= Supplied records =
^^^^

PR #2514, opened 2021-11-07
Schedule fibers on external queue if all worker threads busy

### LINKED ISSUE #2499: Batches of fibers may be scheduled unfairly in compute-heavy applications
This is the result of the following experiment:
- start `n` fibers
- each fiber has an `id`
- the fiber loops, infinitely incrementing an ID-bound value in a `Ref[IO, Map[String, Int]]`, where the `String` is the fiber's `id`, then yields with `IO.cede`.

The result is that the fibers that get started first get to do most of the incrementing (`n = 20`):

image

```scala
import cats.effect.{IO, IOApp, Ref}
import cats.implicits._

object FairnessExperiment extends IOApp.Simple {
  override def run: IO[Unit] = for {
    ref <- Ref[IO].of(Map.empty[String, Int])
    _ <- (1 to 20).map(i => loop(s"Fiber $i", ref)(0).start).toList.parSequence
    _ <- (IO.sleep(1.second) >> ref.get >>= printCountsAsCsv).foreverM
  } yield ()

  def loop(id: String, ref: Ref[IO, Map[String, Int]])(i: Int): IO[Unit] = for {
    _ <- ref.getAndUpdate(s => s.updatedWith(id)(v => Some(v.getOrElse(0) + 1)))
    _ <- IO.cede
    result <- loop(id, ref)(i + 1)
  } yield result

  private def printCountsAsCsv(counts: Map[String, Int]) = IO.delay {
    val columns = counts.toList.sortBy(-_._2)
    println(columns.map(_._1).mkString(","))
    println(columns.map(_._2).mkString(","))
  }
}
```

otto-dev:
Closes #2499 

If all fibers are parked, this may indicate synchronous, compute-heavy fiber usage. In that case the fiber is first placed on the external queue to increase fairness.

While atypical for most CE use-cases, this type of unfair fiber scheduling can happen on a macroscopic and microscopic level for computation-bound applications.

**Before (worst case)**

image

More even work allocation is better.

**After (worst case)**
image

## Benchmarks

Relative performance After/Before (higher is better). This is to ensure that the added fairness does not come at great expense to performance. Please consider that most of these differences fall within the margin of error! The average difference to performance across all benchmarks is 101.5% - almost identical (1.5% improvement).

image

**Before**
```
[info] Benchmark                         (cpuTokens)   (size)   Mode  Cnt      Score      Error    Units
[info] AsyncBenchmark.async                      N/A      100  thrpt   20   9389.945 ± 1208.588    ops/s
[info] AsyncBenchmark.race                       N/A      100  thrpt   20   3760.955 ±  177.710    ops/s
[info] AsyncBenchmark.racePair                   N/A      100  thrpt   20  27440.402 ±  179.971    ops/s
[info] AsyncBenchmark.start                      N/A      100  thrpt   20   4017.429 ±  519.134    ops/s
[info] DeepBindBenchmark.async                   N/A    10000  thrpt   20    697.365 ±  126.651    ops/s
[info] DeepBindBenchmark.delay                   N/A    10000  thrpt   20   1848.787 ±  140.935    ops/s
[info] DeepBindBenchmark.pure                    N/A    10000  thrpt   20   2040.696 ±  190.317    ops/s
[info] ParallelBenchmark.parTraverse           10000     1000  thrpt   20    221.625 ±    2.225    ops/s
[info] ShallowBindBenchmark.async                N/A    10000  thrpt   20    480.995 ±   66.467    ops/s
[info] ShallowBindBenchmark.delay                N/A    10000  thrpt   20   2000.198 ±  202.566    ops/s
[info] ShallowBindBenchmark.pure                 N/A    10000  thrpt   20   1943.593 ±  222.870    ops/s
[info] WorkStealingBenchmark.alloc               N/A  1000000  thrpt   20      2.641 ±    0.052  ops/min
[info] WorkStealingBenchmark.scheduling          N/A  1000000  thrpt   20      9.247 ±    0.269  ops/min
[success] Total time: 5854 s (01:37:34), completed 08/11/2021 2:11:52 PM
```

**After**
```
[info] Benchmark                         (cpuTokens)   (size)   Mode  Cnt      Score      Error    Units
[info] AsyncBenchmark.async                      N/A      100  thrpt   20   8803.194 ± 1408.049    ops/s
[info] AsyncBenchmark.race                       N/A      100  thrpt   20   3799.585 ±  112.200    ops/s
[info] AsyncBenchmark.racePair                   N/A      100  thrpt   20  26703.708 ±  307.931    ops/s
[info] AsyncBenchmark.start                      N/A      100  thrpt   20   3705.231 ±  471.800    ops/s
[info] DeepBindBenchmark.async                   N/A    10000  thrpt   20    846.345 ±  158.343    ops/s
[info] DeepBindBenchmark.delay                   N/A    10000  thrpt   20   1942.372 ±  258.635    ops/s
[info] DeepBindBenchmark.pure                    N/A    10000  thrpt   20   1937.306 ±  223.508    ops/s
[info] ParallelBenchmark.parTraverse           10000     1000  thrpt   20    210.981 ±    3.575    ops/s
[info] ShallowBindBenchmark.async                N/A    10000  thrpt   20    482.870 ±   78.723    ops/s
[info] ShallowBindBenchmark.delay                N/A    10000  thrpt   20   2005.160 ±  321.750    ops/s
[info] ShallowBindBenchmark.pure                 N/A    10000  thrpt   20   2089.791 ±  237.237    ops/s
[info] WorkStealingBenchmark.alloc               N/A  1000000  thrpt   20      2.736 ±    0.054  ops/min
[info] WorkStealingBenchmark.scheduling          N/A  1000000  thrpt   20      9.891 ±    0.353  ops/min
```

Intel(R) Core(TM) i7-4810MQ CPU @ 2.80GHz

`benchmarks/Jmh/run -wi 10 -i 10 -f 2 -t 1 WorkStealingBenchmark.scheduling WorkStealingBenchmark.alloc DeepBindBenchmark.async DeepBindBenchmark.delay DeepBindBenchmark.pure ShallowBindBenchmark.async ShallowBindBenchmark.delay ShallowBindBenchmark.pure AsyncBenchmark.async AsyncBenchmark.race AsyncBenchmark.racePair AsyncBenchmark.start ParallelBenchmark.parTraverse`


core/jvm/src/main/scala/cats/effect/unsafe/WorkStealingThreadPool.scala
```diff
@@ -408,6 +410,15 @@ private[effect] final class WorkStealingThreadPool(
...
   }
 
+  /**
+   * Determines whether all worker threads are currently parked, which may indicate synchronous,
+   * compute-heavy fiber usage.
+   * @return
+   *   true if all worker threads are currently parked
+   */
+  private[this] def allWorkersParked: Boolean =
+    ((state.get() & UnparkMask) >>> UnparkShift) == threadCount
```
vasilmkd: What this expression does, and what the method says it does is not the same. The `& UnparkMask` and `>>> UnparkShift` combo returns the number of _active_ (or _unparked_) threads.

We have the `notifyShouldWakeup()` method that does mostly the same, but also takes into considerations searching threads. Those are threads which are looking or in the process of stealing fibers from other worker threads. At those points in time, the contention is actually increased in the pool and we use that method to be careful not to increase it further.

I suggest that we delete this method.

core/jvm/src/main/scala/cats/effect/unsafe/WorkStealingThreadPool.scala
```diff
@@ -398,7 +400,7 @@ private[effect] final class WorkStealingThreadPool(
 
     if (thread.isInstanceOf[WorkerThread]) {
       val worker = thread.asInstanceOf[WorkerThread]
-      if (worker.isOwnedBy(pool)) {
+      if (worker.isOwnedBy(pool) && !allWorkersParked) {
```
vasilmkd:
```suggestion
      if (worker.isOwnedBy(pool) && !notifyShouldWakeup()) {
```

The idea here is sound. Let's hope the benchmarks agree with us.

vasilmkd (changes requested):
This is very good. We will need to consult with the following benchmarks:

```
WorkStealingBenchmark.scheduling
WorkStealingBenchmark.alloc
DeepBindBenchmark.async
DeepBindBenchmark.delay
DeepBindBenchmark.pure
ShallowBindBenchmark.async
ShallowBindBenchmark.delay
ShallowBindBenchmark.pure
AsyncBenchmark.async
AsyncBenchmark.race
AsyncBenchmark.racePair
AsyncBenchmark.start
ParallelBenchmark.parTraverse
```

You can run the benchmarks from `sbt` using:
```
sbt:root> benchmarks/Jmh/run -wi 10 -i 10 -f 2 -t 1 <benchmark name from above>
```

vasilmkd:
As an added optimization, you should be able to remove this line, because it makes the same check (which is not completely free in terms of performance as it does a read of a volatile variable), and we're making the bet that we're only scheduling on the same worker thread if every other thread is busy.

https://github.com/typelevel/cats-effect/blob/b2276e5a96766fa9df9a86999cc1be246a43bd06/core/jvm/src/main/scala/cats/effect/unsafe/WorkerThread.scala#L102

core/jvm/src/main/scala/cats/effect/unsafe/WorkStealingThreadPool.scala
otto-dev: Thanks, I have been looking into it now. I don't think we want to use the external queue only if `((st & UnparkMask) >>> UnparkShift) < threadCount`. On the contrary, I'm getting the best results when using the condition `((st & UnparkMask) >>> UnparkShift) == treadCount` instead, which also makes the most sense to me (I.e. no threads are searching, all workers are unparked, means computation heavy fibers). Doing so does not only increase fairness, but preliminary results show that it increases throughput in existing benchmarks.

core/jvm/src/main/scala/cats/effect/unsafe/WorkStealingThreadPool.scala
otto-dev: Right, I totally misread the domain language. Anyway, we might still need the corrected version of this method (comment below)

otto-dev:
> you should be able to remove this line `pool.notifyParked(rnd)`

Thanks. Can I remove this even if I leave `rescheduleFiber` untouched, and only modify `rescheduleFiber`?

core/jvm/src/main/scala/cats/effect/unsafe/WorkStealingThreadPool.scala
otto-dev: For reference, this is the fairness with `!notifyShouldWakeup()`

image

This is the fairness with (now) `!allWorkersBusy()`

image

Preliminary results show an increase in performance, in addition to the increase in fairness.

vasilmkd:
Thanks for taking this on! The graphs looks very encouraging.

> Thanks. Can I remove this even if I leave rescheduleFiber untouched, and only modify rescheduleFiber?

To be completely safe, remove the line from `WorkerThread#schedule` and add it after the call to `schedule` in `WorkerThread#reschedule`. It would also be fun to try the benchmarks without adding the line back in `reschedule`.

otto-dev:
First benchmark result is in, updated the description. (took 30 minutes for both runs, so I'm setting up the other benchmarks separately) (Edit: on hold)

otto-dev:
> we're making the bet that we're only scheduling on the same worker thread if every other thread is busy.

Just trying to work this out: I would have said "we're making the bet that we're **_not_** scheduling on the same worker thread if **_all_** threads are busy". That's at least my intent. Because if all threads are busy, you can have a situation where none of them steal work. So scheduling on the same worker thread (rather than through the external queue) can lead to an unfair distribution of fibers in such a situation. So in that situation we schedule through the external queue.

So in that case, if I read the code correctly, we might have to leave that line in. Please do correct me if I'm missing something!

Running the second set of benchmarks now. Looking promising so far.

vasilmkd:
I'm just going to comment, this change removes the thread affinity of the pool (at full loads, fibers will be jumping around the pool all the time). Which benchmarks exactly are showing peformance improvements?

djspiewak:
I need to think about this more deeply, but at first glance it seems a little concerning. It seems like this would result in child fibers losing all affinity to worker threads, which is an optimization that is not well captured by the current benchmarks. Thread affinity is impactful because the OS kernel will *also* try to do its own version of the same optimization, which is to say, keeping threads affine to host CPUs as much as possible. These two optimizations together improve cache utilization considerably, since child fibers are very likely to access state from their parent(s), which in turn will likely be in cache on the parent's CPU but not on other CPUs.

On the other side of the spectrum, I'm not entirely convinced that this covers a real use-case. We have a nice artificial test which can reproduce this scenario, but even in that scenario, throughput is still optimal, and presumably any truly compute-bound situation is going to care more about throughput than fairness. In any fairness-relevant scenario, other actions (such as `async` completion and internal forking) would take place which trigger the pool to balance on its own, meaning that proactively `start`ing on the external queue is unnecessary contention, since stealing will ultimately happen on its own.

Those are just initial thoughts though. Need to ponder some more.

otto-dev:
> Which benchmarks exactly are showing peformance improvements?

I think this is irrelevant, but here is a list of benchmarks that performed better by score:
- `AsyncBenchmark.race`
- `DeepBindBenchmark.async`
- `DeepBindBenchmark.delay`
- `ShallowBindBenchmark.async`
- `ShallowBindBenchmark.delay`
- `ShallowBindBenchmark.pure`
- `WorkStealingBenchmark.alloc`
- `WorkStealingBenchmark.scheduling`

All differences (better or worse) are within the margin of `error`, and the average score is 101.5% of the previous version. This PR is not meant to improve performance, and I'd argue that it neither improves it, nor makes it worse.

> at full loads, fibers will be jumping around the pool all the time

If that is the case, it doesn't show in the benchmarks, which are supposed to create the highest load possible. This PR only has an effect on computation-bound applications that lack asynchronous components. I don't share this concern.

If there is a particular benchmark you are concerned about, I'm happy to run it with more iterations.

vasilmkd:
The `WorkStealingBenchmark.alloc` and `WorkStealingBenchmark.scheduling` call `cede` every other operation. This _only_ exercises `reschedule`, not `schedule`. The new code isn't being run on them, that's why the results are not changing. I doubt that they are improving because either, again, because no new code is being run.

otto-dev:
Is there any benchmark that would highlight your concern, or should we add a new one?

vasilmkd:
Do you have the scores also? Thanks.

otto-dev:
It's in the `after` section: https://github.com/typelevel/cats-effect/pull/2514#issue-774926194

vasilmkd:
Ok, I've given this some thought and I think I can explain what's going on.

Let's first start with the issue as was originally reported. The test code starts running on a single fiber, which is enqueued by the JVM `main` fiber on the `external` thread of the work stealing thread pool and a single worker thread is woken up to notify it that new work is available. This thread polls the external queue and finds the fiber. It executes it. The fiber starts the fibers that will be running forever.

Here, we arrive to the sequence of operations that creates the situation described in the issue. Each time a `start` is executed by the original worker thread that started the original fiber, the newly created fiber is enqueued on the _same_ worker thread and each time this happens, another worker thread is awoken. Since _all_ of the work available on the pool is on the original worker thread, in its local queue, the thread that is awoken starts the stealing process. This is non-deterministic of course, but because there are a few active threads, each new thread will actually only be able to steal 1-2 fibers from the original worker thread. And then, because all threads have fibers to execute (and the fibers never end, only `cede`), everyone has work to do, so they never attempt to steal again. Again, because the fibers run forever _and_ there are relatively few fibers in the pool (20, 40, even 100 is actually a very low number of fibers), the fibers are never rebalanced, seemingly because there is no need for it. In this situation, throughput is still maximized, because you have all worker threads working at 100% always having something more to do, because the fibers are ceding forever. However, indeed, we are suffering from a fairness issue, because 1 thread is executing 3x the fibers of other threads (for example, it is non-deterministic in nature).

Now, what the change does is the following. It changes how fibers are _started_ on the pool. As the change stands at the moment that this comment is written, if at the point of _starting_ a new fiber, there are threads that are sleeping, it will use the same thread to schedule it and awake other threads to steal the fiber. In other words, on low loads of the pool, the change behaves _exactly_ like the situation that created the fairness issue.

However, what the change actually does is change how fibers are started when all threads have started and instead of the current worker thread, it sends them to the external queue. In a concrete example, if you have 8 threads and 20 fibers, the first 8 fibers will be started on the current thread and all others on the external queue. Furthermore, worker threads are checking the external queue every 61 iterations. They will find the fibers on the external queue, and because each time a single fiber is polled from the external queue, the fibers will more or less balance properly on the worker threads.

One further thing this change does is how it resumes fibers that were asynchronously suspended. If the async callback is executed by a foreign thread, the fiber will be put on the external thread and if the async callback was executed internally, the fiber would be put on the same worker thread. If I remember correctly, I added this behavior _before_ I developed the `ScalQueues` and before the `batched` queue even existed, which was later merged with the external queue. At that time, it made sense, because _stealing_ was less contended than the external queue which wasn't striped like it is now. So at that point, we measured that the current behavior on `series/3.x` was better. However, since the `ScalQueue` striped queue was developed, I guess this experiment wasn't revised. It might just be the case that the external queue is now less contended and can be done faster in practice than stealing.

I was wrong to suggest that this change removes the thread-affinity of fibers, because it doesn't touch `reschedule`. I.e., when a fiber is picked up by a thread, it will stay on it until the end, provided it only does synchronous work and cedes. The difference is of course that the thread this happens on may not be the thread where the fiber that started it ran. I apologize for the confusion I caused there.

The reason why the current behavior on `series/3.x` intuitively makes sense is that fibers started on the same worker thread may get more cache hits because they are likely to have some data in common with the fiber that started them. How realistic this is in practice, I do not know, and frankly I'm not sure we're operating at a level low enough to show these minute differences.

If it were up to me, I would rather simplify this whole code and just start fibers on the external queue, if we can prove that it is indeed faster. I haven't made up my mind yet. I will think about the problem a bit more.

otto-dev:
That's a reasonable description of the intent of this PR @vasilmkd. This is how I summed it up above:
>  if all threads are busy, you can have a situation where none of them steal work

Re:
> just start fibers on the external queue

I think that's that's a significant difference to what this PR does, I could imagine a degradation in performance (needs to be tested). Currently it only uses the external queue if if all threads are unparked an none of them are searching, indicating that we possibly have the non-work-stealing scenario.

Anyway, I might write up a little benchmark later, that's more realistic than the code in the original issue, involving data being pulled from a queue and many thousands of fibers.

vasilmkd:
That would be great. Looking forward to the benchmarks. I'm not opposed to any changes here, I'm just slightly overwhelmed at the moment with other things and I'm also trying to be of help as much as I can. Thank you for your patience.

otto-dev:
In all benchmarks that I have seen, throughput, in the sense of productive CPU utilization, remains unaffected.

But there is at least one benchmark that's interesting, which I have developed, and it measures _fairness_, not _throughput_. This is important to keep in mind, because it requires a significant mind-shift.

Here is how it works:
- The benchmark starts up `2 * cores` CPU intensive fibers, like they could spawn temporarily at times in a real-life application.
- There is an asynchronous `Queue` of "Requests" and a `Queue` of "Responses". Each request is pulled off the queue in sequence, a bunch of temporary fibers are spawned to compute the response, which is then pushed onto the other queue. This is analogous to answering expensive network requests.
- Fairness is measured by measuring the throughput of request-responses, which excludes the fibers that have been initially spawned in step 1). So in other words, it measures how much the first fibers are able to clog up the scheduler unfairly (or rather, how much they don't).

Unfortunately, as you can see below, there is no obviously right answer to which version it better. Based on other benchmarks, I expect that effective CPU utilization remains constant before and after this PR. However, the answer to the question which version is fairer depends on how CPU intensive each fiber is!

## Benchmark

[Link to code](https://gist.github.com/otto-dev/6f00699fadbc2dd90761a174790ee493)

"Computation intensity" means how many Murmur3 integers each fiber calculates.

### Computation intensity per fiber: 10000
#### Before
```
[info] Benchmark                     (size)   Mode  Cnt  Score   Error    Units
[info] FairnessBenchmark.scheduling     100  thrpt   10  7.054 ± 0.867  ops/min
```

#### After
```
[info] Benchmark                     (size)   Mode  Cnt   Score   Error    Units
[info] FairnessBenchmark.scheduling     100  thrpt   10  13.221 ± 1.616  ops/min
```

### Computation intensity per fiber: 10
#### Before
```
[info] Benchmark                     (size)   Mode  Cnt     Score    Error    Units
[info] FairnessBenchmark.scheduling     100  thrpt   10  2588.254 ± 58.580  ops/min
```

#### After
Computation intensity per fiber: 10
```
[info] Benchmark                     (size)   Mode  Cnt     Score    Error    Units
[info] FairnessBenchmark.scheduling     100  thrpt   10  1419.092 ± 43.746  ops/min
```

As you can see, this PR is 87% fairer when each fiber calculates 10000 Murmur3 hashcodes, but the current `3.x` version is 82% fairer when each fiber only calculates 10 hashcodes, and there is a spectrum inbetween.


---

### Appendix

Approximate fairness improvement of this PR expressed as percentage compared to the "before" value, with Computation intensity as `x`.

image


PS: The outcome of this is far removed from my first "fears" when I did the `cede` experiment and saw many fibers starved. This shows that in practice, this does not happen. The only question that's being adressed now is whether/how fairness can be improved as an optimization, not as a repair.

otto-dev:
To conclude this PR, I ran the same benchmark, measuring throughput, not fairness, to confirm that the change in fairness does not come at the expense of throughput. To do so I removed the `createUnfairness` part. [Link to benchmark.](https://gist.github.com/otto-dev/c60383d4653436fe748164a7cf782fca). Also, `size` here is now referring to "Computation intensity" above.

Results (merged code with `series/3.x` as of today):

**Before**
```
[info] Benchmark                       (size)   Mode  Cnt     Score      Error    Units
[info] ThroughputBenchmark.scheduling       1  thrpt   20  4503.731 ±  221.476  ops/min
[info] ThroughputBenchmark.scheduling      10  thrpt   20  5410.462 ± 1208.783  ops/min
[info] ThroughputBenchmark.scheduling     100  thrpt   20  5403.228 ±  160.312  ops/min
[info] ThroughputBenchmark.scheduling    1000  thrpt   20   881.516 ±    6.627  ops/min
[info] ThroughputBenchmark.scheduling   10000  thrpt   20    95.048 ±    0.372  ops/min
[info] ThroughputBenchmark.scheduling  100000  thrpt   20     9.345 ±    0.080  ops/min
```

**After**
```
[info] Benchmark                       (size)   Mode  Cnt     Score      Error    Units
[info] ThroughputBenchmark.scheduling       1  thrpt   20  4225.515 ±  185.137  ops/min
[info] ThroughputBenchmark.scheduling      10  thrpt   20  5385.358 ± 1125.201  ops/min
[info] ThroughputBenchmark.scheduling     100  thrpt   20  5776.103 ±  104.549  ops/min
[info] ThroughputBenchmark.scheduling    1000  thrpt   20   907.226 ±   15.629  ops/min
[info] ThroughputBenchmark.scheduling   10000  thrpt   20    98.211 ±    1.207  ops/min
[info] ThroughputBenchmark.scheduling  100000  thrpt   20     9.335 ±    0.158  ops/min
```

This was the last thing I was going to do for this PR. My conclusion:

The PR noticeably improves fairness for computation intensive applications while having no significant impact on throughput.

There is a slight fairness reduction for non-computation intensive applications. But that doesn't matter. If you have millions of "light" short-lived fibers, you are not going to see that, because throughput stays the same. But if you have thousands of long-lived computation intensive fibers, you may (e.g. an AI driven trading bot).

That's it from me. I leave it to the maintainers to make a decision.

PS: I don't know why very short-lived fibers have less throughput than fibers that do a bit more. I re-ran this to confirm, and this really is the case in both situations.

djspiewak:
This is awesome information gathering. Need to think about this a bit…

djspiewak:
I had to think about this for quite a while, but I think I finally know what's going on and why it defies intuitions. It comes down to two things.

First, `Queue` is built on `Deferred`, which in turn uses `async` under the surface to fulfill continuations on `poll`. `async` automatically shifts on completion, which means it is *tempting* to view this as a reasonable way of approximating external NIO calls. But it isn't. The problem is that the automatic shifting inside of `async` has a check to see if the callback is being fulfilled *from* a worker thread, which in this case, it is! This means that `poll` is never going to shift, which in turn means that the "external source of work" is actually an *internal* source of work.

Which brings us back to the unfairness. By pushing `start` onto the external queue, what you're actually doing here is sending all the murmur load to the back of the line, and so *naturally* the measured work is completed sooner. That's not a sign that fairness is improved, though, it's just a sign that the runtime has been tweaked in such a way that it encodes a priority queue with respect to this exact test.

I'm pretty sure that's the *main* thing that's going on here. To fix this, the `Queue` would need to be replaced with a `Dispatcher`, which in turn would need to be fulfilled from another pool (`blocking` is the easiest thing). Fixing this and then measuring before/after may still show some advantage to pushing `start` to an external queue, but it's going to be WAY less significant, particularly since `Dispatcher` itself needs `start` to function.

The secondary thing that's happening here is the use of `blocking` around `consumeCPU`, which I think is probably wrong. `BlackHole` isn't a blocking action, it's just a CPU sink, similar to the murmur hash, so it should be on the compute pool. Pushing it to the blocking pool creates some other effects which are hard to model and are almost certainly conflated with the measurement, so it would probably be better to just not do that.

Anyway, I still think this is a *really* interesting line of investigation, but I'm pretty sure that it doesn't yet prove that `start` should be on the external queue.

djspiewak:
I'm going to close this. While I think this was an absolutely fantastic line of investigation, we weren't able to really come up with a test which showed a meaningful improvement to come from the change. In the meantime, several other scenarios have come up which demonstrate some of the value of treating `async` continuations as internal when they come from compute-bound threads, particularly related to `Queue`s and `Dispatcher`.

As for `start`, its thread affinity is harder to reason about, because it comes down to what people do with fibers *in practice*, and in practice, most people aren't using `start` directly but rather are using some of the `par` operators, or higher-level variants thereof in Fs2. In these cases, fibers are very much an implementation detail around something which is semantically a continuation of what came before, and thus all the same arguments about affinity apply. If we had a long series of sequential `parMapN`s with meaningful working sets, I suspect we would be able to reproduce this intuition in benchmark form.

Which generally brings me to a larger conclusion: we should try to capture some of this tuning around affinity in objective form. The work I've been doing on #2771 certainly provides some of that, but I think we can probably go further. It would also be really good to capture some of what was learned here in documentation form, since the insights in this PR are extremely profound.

^^^^

= The problem =
A line counts if it contains the string "heavy"; report how many lines in the material do, giving only the number.

= Final answer =
4